[Source data]
PR #6548, opened 2025-05-19
Add setting to limit max number of collections

generall:
```
QDRANT__STORAGE__MAX_COLLECTIONS=1000
```

### DIFF
--- a/config/config.yaml
+++ b/config/config.yaml
@@ -238,6 +238,10 @@ storage:
       # Max oversampling value allowed in search.
       search_max_oversampling: null
 
+  # Maximum number of collections allowed to be created
+  # If null - no limit.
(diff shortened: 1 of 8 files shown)


timvisee (approved):
:+1: 

I also added the property to the configuration (`null`). If you don't like it, you can drop the last commit :smiley:

KShivendu (approved):

agourlay:
Can we somehow test this with the consensus test infra by passing the env. variable?

generall:
> Can we somehow test this with the consensus test infra by passing the env. variable?

Tested manually, works as expected, assuming that `QDRANT__STORAGE__MAX_COLLECTIONS` value is the same on all nodes

PR #6549, opened 2025-05-19
Always run cancellation handle for interrupted optimizations

agourlay:
Seems to fix Crasher, will let CI chew on it.

This PR makes sure we handle the on going proxy segments when failing with any error to build a new optimized segment.

### DIFF
--- a/lib/collection/src/collection_manager/optimizers/segment_optimizer.rs
+++ b/lib/collection/src/collection_manager/optimizers/segment_optimizer.rs
@@ -675,10 +675,7 @@ pub trait SegmentOptimizer {
         ) {
             Ok(segment) => segment,
             Err(error) => {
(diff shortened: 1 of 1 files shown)


timvisee (commented):
There's still some places where we might error without handling cancellation, for example: https://github.com/qdrant/qdrant/blob/d36e0dcb9a540fd5a23ba57c05cedbcbcb846345/lib/collection/src/collection_manager/optimizers/segment_optimizer.rs#L713-L728

I think it'd be best to handle those too, possibly by moving everything that works with proxies into a sub-function.

timvisee:
I suggest this: https://github.com/qdrant/qdrant/pull/6557

That way we handle cancellation on all errors in a single place.

timvisee (approved):

PR #6560, opened 2025-05-20
Strict mode error is now 400 instead of 403

generall:


timvisee (approved):
Motivation for this change:

By returning HTTP 400 on strict mode errors, we can distinguish it from API key errors which uses HTTP 401/403.

PR #6561, opened 2025-05-20
Add volatile dense vector storage, use in tests

timvisee:
Add a new dense vector storage type. The storage is volatile, purely in memory, and is intended for use in testing.

This brings us a tiny step closer to fully removing RocksDB from our code base.

We were using the RocksDB based dense vector storage as baseline in many of our tests. It must be replaced so that RocksDB can be removed at some point.

It is possible to replace them with the appendable mmap storage. However, I prefer this volatile storage because it is much simpler and doesn't require any IO.

If we deem this acceptable, I'll also implement this for other storage types if necessary.

### All Submissions:

### New Feature Submissions:

### DIFF
--- a/lib/segment/src/vector_storage/dense/mod.rs
+++ b/lib/segment/src/vector_storage/dense/mod.rs
@@ -3,3 +3,5 @@ pub mod dynamic_mmap_flags;
 pub mod memmap_dense_vector_storage;
 pub mod mmap_dense_vectors;
 pub mod simple_dense_vector_storage;
+#[cfg(test)]
+pub mod volatile_dense_vector_storage;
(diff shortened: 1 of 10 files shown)


lib/segment/src/vector_storage/dense/mod.rs
```diff
@@ -3,3 +3,5 @@ pub mod dynamic_mmap_flags;
 pub mod memmap_dense_vector_storage;
 pub mod mmap_dense_vectors;
 pub mod simple_dense_vector_storage;
+#[cfg(test)]
+pub mod volatile_dense_vector_storage;
```
timvisee, line 7: New storage is marked with `#[cfg(test)]` so that we cannot use it in a release build.

generall (approved):

PR #6563, opened 2025-05-20
Add inference usage tracking to REST API

n0x29a:


lib/api/src/rest/conversions.rs
```diff
@@ -7,8 +7,25 @@ use super::{
     FacetRequestInternal, FacetResponse, FacetValue, FacetValueHit, NearestQuery, OrderByInterface,
     Query, QueryInterface, VectorOutput, VectorStructOutput,
 };
+use crate::grpc::{InferenceUsage as GrpcInferenceUsage, ModelUsage};
```
coszio, line 10: nit: for consistency, I'd rather use namespace alias, as it is less verbose when dealing with multiple types. This way it is not necessary to add one alias per type
```rust
use crate::grpc as grpc;

impl From<InferenceUsage> for grpc::InferenceUsage {
...
```

lib/api/src/grpc/proto/points.proto
```diff
@@ -1171,9 +1171,22 @@ message GeoPoint {
...
+// ------------ Inference measurements ----------
+// ---------------------------------------------
+
+message InferenceUsage {
+  map<string, ModelUsage> model = 1;
+}
+
+message ModelUsage {
+  uint64 tokens = 1;
+}
```
coszio, line 1188: Is this only intended for text? how will we represent measurements about other modalities like images?

coszio (changes requested):
I didn't notice before for a lack of being in the loop, but I believe there is no need to duplicate the inference handling twice (one for grpc and one for rest) since we already have `CollectionQueryRequest`, which acts as a direct converging type from both interfaces, exactly with this kind of purpose.

Previously, it was introduced to handle ID -> vector resolution. I think it is the same case for Object -> vector inference.

I'm fine with dismissing this change request if there a reason it is being handled directly on the API types, I just want to make it explicit.

src/actix/api/query_api.rs
```diff
@@ -50,7 +52,8 @@ async fn query_points(
     };
     let hw_measurement_acc = request_hw_counter.get_counter();
     let result = async move {
-        let request = convert_query_request_from_rest(query_request, &inference_token).await?;
+        let CollectionQueryRequestWithUsage { request, usage } =
+            convert_query_request_from_rest(query_request, &inference_token).await?;
 
         let pass = check_strict_mode(
```
generall, line 58: Strict mode should be checked before inference.

generall: it will require implementing StrictModeVerification Trait for external type

src/actix/api/query_api.rs
```diff
@@ -80,11 +83,21 @@ async fn query_points(
             .map(api::rest::ScoredPoint::from)
             .collect_vec();
 
-        Ok(QueryResponse { points })
+        Ok((QueryResponse { points }, usage))
```
generall, line 86: we also want to return usage even in a case when operation failed on later stages.

coszio:
After discussion in chat, it makes sense to keep current approach of handling at API layer with the purpose of not introducing inference responsibility into Collection level. This dismisses my previous review 👍

lib/api/src/rest/conversions.rs
```diff
@@ -7,8 +9,27 @@ use super::{
     FacetRequestInternal, FacetResponse, FacetValue, FacetValueHit, NearestQuery, OrderByInterface,
     Query, QueryInterface, VectorOutput, VectorStructOutput,
 };
+use crate::grpc;
+use crate::rest::models::InferenceUsage;
 use crate::rest::{DenseVector, NamedVectorStruct};
 
+impl From<InferenceUsage> for grpc::InferenceUsage {
+    fn from(value: InferenceUsage) -> Self {
+        let mut grpc_usage_models = HashMap::default();
```
JojiiOfficial, line 18: Minor nit but lets use `HashMap::with_capacity` here

src/actix/api/query_api.rs
```diff
@@ -110,13 +123,19 @@ async fn query_points_batch(
...
             let QueryRequest {
                 internal,
                 shard_key,
-            } = request;
+            } = request_item;
+
+            let CollectionQueryRequestWithUsage { request, usage } =
+                convert_query_request_from_rest(internal, &inference_token).await?;
+
+            inference_usages.push(usage);
```
JojiiOfficial, line 137: Why are we collecting all usages, if we're only using only the last `InferenceUsage` item?

src/actix/api/query_api.rs
```diff
@@ -189,33 +220,44 @@ async fn query_points_groups(
...
             hw_measurement_acc,
         )
-        .await
+        .await?;
+        Ok((query_result, usage))
     }
     .await;
 
-    helpers::process_response(result, timing, request_hw_counter.to_rest_api())
+    let (result, inference_usage) = match result {
```
JojiiOfficial, line 250: This statement seems to be used a lot. Can we maybe extract it into a function?

src/common/inference/service.rs
```diff
@@ -215,23 +217,15 @@ impl InferenceService {
...
             reqwest::StatusCode::OK => {
-                let inference_response: InferenceResponse = serde_json::from_str(response_body)
+                serde_json::from_str(response_body)
                     .map_err(|e| {
                         StorageError::service_error(format!(
                             "Failed to parse successful inference response: {e}. Response body: {response_body}",
                         ))
-                    })?;
-
-                if inference_response.embeddings.is_empty() {
```
JojiiOfficial, line 228: Why don't we need this error anymore?

src/common/update.rs
```diff
@@ -662,12 +686,17 @@ pub async fn do_batch_update_points(
...
+                .await?;
+                (update_res, None)
             }
-        }?;
-        results.push(result);
+        };
+
+        results.push(current_update_result);
+        if inference_usage.is_none() && current_operation_usage_opt.is_some() {
+            inference_usage = current_operation_usage_opt;
```
JojiiOfficial, line 696: Why do we only take the first `usage` as `inference_usage` here?

lib/api/src/rest/models.rs
```diff
@@ -55,12 +56,17 @@ pub struct ApiResponse<D> {
 pub struct Usage {
     #[serde(skip_serializing_if = "Option::is_none")]
```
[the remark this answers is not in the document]
n0x29a: it will be not enough to add same condition for inference because there is no guarantee that it will be exactly None instead of Some. Because of that [there is check here](https://github.com/qdrant/qdrant/blob/d043cd1e0e0931f84e584bee4c78d5ef2e627cab/lib/api/src/rest/models.rs#L48)

src/actix/helpers.rs
```diff
@@ -28,21 +28,32 @@ pub fn get_request_hardware_counter(
     )
 }
 
-pub fn accepted_response(timing: Instant, hardware_usage: Option<HardwareUsage>) -> HttpResponse {
+pub fn accepted_response(
+    timing: Instant,
+    hardware_usage: Option<HardwareUsage>,
+    inference_usage: Option<InferenceUsage>,
+) -> HttpResponse {
+    let usage = {
```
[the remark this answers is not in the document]
n0x29a: it can't be used directly because usage_or_none expects grpc types

timvisee:
In a call we agreed that the current approach isn't very sustainable. Returning usage in all ok/err returns adds a lot of boilerplate.

We agreed to try a different approach instead, one that follows the design of our current hardware usage counters. Both concepts seem quite similar. That way we don't need to return usages everywhere, and we handle ok/error statuses in exactly the same way.

src/actix/api/query_api.rs
n0x29a: These two lines don't justify extracting a standalone function we'll never reuse, I think

generall (approved):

▶ _WHAT TO DO_
Search the data above for the word "Option", then gather each line in which it appears.

▶ _SOLUTION_
     #[serde(skip_serializing_if = "Option::is_none")]
-pub fn accepted_response(timing: Instant, hardware_usage: Option<HardwareUsage>) -> HttpResponse {
+    hardware_usage: Option<HardwareUsage>,
+    inference_usage: Option<InferenceUsage>,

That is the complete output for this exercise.